I doubt there is one "central provider" of DVR service. I believe each provider has their own capture and retention and has decided how much storage to provide per customer and the length of retention. YTTV's longer retention served as a challenge to the industry ... if they offer longer retention why are the other providers not offering longer retention?

I assume that each provider is looking at their customers and seeing how long programs are actually retained (regardless of the limit) if most people watch and delete within a month then it doesn't matter if the limit is three months or nine months. The shows that are left on the DVR until they expire would be the only ones that the provider would need to pay more to retain with 9 month retention instead of 90 day retention. The provider could also look at the last time that expiring content was actually played to see what impact it would have on their customers.

The lemmings in the marketing department don't want to be at a competitive disadvantage where their company's "unlimited" has more limits than their competitor's "unlimited" offering. The bean couners in accounting would fight the cost vs benefit of expanding the storage. Sounds like math to me.

Perhaps some day some company will "do the math" and allow one year retention. Or more.


----------



## 1948GG (Aug 4, 2007)

It's one thing for a top tier competitor to yttv to either to build a system matching the yttv DVR (especially when they previously charged an excessive, to me, amount for a lackluster storage fee), or jumping onboard a Google offering (I've searched high and low for a public system offering but have not found it), but for a small (cheap) streamer such as Frndly to jump on this system while adding a few wrinkles is amazing. 

How long will it be before sling, fubo, and others yank themselves up to or beyond this new level? Things are going to get (very) interesting.


----------



## NashGuy (Jan 30, 2014)

1948GG said:


> How long will it be before sling, fubo, and others yank themselves up to or beyond this new level? Things are going to get (very) interesting.

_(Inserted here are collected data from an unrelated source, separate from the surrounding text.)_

Issue #726, opened 2020-12-25
Implement 'Synced Regions' for Svelte


kwangure:
HTML for VS Code [recently introduced Synced Regions for HTML tags](https://github.com/microsoft/vscode/issues/88424). In summary, if you edit an opening tag, the same edits appear in the closing tag and vice versa.

This API is available for other extensions [as of two weeks ago](https://github.com/microsoft/vscode/issues/109923#issuecomment-741866857).

This is an issue to track the implementation of Synced Regions for: (Tip: `|` is the cursor) 
- Svelte markup (e.g `<div|></div|>`)
- Svelte control flow (e.g `{#each| n}{/each|}`).
- ** Svelte classes & ids (e.g `<div class="apple|"></div> <style> .apple| {color: red}</style>` )
- ** JavaScript 
	- `<script> let world| = "" </script><div>Hello {world|}</div>`.
	- `<script> import Component| from "./component"</script><Component|></Component|>`

** Syncing JavaScript and CSS classes and ids is iffy since I can imagine wanting to edit a variable/class without changing others in many situations. I haven't experimented with how flexible the `LinkedEditingRangeProvider` API is, but if possible, we could require a key-binding to get into synced mode for these contentious regions. Requiring a key-binding will likely hurt feature discovery + usage of syncing for these regions, so discussion of other possible implementations is very welcome.

I'd suggest four separate settings options for HTML, flow control, CSS and JS. Where HTML & flow control are on by default, but CSS & JS are off by default.

jasonlyu123:
The markup part would be easy to implement and it probably is what it's designed for. The svelte control flow is viable but probably only possible when there's no syntax error in the file. 
The proposal of  CSS class name, id, and javascript identifier feel more like a rename symbol to me. We already have it for javascript but not CSS. And about the partly rename you can always use [multiple cursors](https://code.visualstudio.com/docs/editor/codebasics#_multiple-selections-multicursor) to achieve it.

jasonlyu123:
I tried to implement the svelte control flow but the result using svelte AST is not very useful. It's too brittle. During linked editing, the code is very likely to be invalid. So the svelte compiler keeps complaining. We might need to implement a dedicated parser for it to be useful. So this probably won't happen soon.

dummdidumm:
I also think that using the Svelte AST will be too brittle. Writing a custom parser sound like too much work for such a feature. Maybe the html parser we use in other places could be used for that.

jasonlyu123:
[...]

PR #801, opened 2021-02-05
(feat) linked editing for html

jasonlyu123:
#726 
linked editing for element and component tag. Needs `editor.linkedEditing` to work properly. Without the setting, It does highlight the linked editing ranges with `Ctrl+Shift+F2`. but it doesn't seem to enable linked editing.

This works unreliably and I can't find out why. The result on our end seems correct. But it just stops working sometimes. And it will work again after restarting the language-server, In the same position. Need more research on the vscode side to see if there's anything we missed or it's a bug on their side.


nathanblair:
Glad I'm not crazy and thought html tags inside svelte files should work with linked editing.

I haven't yet had an experience where linked editing does work but I've only been using VS Code with the linked editing enabled for about 20 minutes now.

I'll keep my findings posted here if my experience changes. Thanks for looking into this!.

jasonlyu123:
I am guessing it's because the request takes too long. The problem usually happens when I switch files and immediately started linked editing. There is usually a lot of processing when opening the file so the request might take longer.
I can see a similar problem when setting the file association to HTML. But didn't see much complaining in the vscode repo. Maybe we can just add it and see the feedback.

PR #802, opened 2021-02-05
VSCode: Extra goodies for Svelte TM grammar

Monkatraz:
* New highlighting for `$:` reactive statements in scripts
* New highlighting of the `$` symbol in `$var` store accessors in scripts
* New highlighting for Svelte built-ins, currently `$$props`, `$$restProps`, and `$$slots`
* Updated highlighting for element directives (more specific `bind:` and `class:` highlighting)
* Bugfix / redo of how 'unit' (e.g. `4px`) unquoted strings are highlighted

Some notes:
* The scope chosen for the `$` symbol in store accessors is the same scope used by PHP and a few other languages, and is thus fairly well supported. This scope is also used for `$$` in Svelte built-in constants.
* The scope chosen for `$` in reactive statements is not punctuation, but rather as if it was a full keyword.
* The reactive statement highlighting should be smart enough to avoid conflicting with types, object literals and JS labels.
* The scope for Svelte's built-ins is a standard scope intended for language built-ins, so it should be nicely highlighted for most themes.
* The grammar now has an easy way of highlighting a directive differently depending on whether or not the directive is being assigned to something. Currently, this is used for `class:` and `bind:`.

Some motivation for the new highlighting in scripts:
My main goal with the additions was to cleanup how the few syntax features Svelte adds to JS appear to users. Hopefully, these features now appear as if they're naturally integrated into the language and their appearance won't vary wildly between themes or stand out when compared to similar features in other languages, with a good example being PHP variables.

Some motivation for the element directive change:
I just got irrationally bugged that `class:foo={bar}` was highlighted like `class:bar`, as I felt that `foo` should be highlighted like a CSS class and not as if it is an existing variable being used as a shorthand. While I was at it, I made sure that `bind:` had the same behavior (except with an entity type instead of a CSS class).

Pretty pictures:
My Theme > Dark+ > Svelte Light
image
image
image
image
image
image


dummdidumm (approved):
Thanks, these are nice additions 👍

Issue #806, opened 2021-02-07
Greater than operator not working on if mixin on pug


clarenceeda:
**Describe the bug**
Greater than operator not working on pug  using +if()

**To Reproduce**
Followed [Everything](https://github.com/sveltejs/svelte-preprocess/blob/main/docs/getting-started.md)
`
$ npx degit sveltejs/template my-svelte-app
$ cd my-svelte-app
$ npm install -D svelte-preprocess
$ npm install -D pug
`
![svelte preproess bug](https://user-images.githubusercontent.com/42695235/107137985-b1c59600-68ce-11eb-9549-8570b26d39df.png)

 - OS: Windows 10 x64
 - vscode 1.53.0

jasonlyu123:
We currently don't fully support pug. Maybe in the future, we could use the pug parser to transform the template for javascript features. But we might need some help, as non of the core maintainers of this repo uses pug.

But in this case, I think we can work around it by removing the '}' or '>' in the template. it's all recognized as text in our transformation. And these two characters is allowed in the text of svelte.

dummdidumm:
This specific error should be fixed now. There may very well be other type/semantic errors though because we don't fully support pug at the moment.

PR #807, opened 2021-02-09
(svelte2tsx) Jsx not allowed char

jasonlyu123:
`}` and `>`  are not allowed in JSX but allowed in svelte. Remove it in `svelte2tsx`. Also, remove `>` from svetle2tsx blank error preprocess. As it might be a close tag.


dummdidumm:
This is for #806 right ?

jasonlyu123:
Yeah. But it doesn't fix the root pug mixin problem. Also, some markdown syntax used in MdsveX has a similar problem.

dummdidumm:
Yeah to fix the pug problem we'd need to actually have a dedicated pug parser, or run pug before handing it off to `svelte2tsx`... things for later.

Issue #808, opened 2021-02-09
VS Code freezes when the last character of a custom event handler is deleted


ProxyOxide:
**Describe the bug**

I noticed some strange behavior when using a component with custom events. If I have `<Foo on:bar={e => alert("hey")} />` and I start deleting from the end of the event handler, the VS code window hangs as soon as the body of the event handler becomes empty `<Foo on:bar={} />`

**To Reproduce**

Foo.svelte:
```
<script lang="ts">
    import { createEventDispatcher } from "svelte";
    const dispatch = createEventDispatcher();

    function func() {
        dispatch("bar", {abc: 123})
    }
</script>
```

App.svelte:
```
<script lang="ts">
	import Foo from "./Foo.svelte";
</script>

<Foo on:bar={e => alert("hey")} />
```

Place the cursor at the end of the event handler right before the closing `}`. Backspace until the event handler body becomes `{}`. 

**Expected behavior**

VSCode doesn't crash and I can continue editing the app component. 

**System (please complete the following information):**
 - OS: Windows 10 Home 2004 19041.746
 - IDE: VSCode 1.53.0 Remote on WSL2 (Ubuntu 20.04)
 - Plugin/Package: Svelte for VSCode 104.4.0

**Additional context**

Minimal project to reproduce the issue
[SvelteExample.tar.gz](https://github.com/sveltejs/language-tools/files/5948911/SvelteExample.tar.gz)

jasonlyu123:
This is weird. I can see a high CPU usage on the main process of vscode, not extension host or language server. From my understanding, the extension can't block the UI thread. 

After some more digging, I found disabling `svelte.plugin.typescript.semanticTokens.enable` would prevent the problem. But I don't know why. It freezes before asking the language server to update semantic tokens.

jasonlyu123:
Found the reason. There is a negative length in the semantic tokens result. We need to filter that out.

PR #811, opened 2021-02-09
fix negative length and wrong order semantic token of event handler

jasonlyu123:
In svelte2tsx transformation, component event handler code is moved, Thus the semantic token would have the wrong order with other attributes and a negative length($on). Filter out the negative one and then sort the token. Seems like the issue with #808 happened when vscode tried to update the semantic token with the negative token length.

### DIFF
--- a/packages/language-server/test/plugins/typescript/features/SemanticTokensProvider.test.ts
+++ b/packages/language-server/test/plugins/typescript/features/SemanticTokensProvider.test.ts
@@ -62,42 +62,42 @@ describe('SemanticTokensProvider', () => {
             modifiers: number[];
         }> = [
             {
-                line: 1,
+                line: 2,
                 character: 14,
                 length: 'TextContent'.length,
                 type: TokenType.interface,
                 modifiers: [TokenModifier.declaration]
             },
             {
-                line: 2,
+                line: 3,
                 character: 8,
                 length: 'text'.length,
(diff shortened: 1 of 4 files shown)


packages/language-server/test/plugins/typescript/features/SemanticTokensProvider.test.ts
```diff
@@ -187,7 +187,7 @@ describe('SemanticTokensProvider', () => {
 
         let index = 0;
         while (index < tokens.length) {
-            result.push(tokens.splice(index, (index += 5)));
```
jasonlyu123, line 190: Wrong array method when implementing this. meant to group the token array by 5 so the assertion error can be spotted more easily.

ProxyOxide:
I ran this branch against my project and am no longer seeing the crash from #808. 

The only thing that's slightly strange is the lack of highlighting in my components. That could just be from running inside the extension dev host, though.

jasonlyu123:
Did you build the grammar?
```bash
cd packages/svelte-vscode
yarn build:grammar
```

Seems like this isn't in the setup doc

ProxyOxide:
> Did you build the grammar?
> 
> ```shell
> cd packages/svelte-vscode
> yarn build:grammar
> ```
> 
> Seems like this isn't in the setup doc

That worked, thanks!

Issue #812, opened 2021-02-10
Reactive Statement Brackets breaks highlighting


SaintPepsi:
**Describe the bug**
Reactive statement breaks syntax highlighting when there are more than 2 and the brackets are immediately after `$:` 
Also happens with every plugin disabled except for the "Svelte for VSCode"

**To Reproduce**
Create an empty svelte file.
make sure syntax highlighting is set to svelte
Add this:
```svelte
<script>
  let test1 = 0;
  let test2 = 0;
  let test3 = 0;

  $: {
    console.log('test3 changed', test1);
    console.log('test1');
  }

  $: {
    console.log('test3 changed', test2);
    console.log('test2');
  }

  $: {
    console.log('test3 changed', test3);
    console.log('test3');
  }

  let someArray = [0, 1, 2, 3, 4];
  for (let i = 0; i < someArray.length; i++) {
    const element = someArray[i];
    console.log('element', element);
  }
</script>

<h1>div highlight gone too</h1>
<div class="div">some div..</div>

<style>
  h1 {
    text-align: center;
    margin-top: 10px;
  }

  div {
    width: 100px;
    color: red;
  }
</style>
```

**Expected behavior**
Expected Correct colours to show up for content inside script and style tag.

**Screenshots**
How it looks with more than 2 reactive statements:
![image](https://user-images.githubusercontent.com/16056759/107455859-51b83500-6b04-11eb-86d0-845760232492.png)

How it should look:
![image](https://user-images.githubusercontent.com/16056759/107456131-83310080-6b04-11eb-8db6-1e8b0e73a8b6.png)

Difference: 
![image](https://user-images.githubusercontent.com/16056759/107456220-a52a8300-6b04-11eb-8fbd-53a6cb0987b5.png)

**System (please complete the following information):**
 - OS: Windows
 - IDE: VScode
 - Plugin/Package: Svelte for VSCode

**Additional context**
On file save my prettier plugin auto complies:
```svelte
$:
{
}
```
into:
```svelte
$: {
}
```

PR #813, opened 2021-02-10
(fix) syntax highlighting

dummdidumm:
Remove `$:` highlighting as it affects the TS grammar. If you want this highlighted differently, provide a special color for `entity.name.label.ts` / `entity.name.label.js`.
Also made the `$$` match less intrusive to avoid conflict with the TS grammar and added a short README on TextMate
#812

@Monkatraz @jasonlyu123 FYI. To me this means we should not introduce more injected stuff.


SaintPepsi:
Thanks for fixing that fast.

I had to figure it out but it works like this in VScode for anyone that doesn't know:
add to `settings.json`:

```
"editor.tokenColorCustomizations": {
        "textMateRules": [
            {
                "scope": "entity.name.label.js",
                "settings": {
                    "foreground": "#c678dd" // Your color here
                }
            }
        ]
    },
```

Issue #785, opened 2021-01-28
Error: Expected 2 arguments, but got 1. (ts) for <div transition:fade >


bfanger:
Since svelte-check 1.1.29 the transition shorthand `<div transition:fade>` incorrectly reports the 
`Error: Expected 2 arguments, but got 1.` error.

When using the shorthand notation, svelte calls the fade (or any other function) with 2 arguments, the element and an empty object. [REPL](https://svelte.dev/repl/3dfed2eaa77a4ae9b5be415a22420d48?version=3.32.0)

**To Reproduce**

```html
<script lang="ts">
  import { fade } from "svelte/transition";

  let visible = true;

  function toggle() {
    visible = !visible;
  }
</script>

<button on:click={toggle}>Toggle</button>
{#if visible}
  <div transition:fade>Fades in and out</div>
{/if}
```

Demo: https://github.com/bfanger/svelte-check-transition-bug

The failed run: https://github.com/bfanger/svelte-check-transition-bug/runs/1783108223?check_suite_focus=true

dummdidumm:
This is a result of #767 , transitions/animations/use directives are now transpiled differently. Looking at Svelte's [source code](https://github.com/sveltejs/svelte/blob/master/src/runtime/transition/index.ts), the error is actually correct, so Svelte's typings need to be adjusted. Right now they don't mark the second parameter as optional.

jackwestmoretab:
I have also experienced this issue -- thanks @dummdidumm for looking into it!

bfanger:
I think the svelte patch fixes the error when using fade (and the other build ins)  but svelte-check is still incorrect

Using the transition:fade shorthand behaves as if you'd written transition:fade={ {} } and fade is passed 2 params, not 1.

dummdidumm:
What do you mean by that?
`transition:fade` currently is translated (by svelte2tsx) to `__sveltets_ensureTransition(__sveltets_ElementNode)` for intellisense purposes.  `transition:fade={ {} }` would be `__sveltets_ensureTransition(__sveltets_ElementNode, {})` which is correct.

bfanger:
Both should be translated to __sveltets_ensureTransition(fade(__sveltets_ElementNode, {})) 

Check the repl https://svelte.dev/repl/3dfed2eaa77a4ae9b5be415a22420d48?version=3.32.0

dummdidumm:
[...]

PR #816, opened 2021-02-14
fix: shorthand transition and animation params

bfanger:
Real fix for #785

I've updated the [REPL](https://svelte.dev/repl/3dfed2eaa77a4ae9b5be415a22420d48?version=3.32.3) to make it extra clear what is happening.

Directive | Nr. args | Empty object
-- | -- | --
use | 1 | false
use={{}} | 2 | true
animate | 3 | true
animate={} | 3 | true
animate={{duration}} | 3 | false
transition | 2 | true
transition={{}} | 2 | true
transition={{duration}} | 2 | false

This demonstrates that unlike the `use` shorthand, the transition and animate shorthand pass an empty object as parameter.
 `<div transition:fade>` is identical to `<div transition:fade={{}}>` as far as the svelte compiler is concerned.

This allows custom transitions like [svelte-transitions-fade-scale](https://github.com/flekschas/svelte-transitions-fade-scale/blob/master/src/index.js):
```js
function fadeScale(node, { delay = 0, duration = 200, easing = x => x, baseScale = 0 })
```
to work as shorthand `<div transition:fadeScale>` without causing `Cannot read property 'duration' of undefined` errors.

In svelte 3.32.0 the params got an empty object as default value ` = {}`, this change hides the fact that svelte2tsx  created the wrong type for the built-in transitions, silencing the "Expected 2 arguments, but got 1." error reported by svelte-check
(This is still a nice change, it makes reusing the built-in transitions with defaults easier)

### DIFF
--- a/packages/svelte2tsx/src/htmlxtojsx/nodes/animation-directive.ts
+++ b/packages/svelte2tsx/src/htmlxtojsx/nodes/animation-directive.ts
@@ -20,11 +20,7 @@ export function handleAnimateDirective(
     const nodeType = `__sveltets_mapElementTag('${parent.name}')`;
 
     if (!attr.expression) {
-        if (animationsThatNeedParam.has(attr.name)) {
-            str.appendLeft(attr.end, `(${nodeType},__sveltets_AnimationMove,{}))}`);
-        } else {
-            str.appendLeft(attr.end, `(${nodeType},__sveltets_AnimationMove))}`);
-        }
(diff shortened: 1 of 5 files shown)


dummdidumm:
I didn't initially always add the empty object because my fear is that people would create custom transitions/animations which don't expect an object as second parameter. Then again, since the compiler adds this in case nothing is passed in, I guess this change makes sense.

DirecTV Stream is moving in this direction too, albeit slowly. Their cloud DVR used to be limited to, IIRC, 500 hours, then they upped it to limited storage. But it was still limited to 90 days, 30 episodes, and cost an extra $10/mo. Now they're throwing it for free if you sign up for service online. And some folks are saying that they're phasing in an extension of the retention period from 90 days to 9 months, although I don't know if that's been definitely confirmed yet. The fine print on their website still says 90 days.

Xfinity TV from Comcast now charges $10/mo for 150 hours of cloud DVR storage or $20/mo for 300 hours. Either way, there's a 1-year retention on recordings.


----------



## 1948GG (Aug 4, 2007)

I've kept a close eye on Xfinity stream as I was one of the first wave of subscribers years ago when I tossed DirecTV after 24+ years in order to continue reception of (all) my local channels. But the extreme limitations of the dvr system eventually forced me to drop it. The recent Frndly addition of the Weigel channels will, as I have since moved far out of range of ota broadcast signals (even the one retransmitter in my dma), finally allow me to recieve channels that were both available on DirecTV (but still not on DirecTV stream, really puzzeling) and ota in the high priced suburban neighborhood I lived in post retirement (the even higher priced one I lived in when working had legal restrictions on antenna reception, baked into the land titles away from federal/fcc rules) so until very recently with Free2view tv I've been unable to watch any of those channels. One more week and I'll finally get them back after over 7 years (with an expansive dvr to grab shows playing once a week in the middle of the night) at a price far below any cable product (I get most of the major network channels in my dma on youtubetv, lacking only my secondary pbs channel which around the country yttv has, in those markets with more than one, been slowly adding). 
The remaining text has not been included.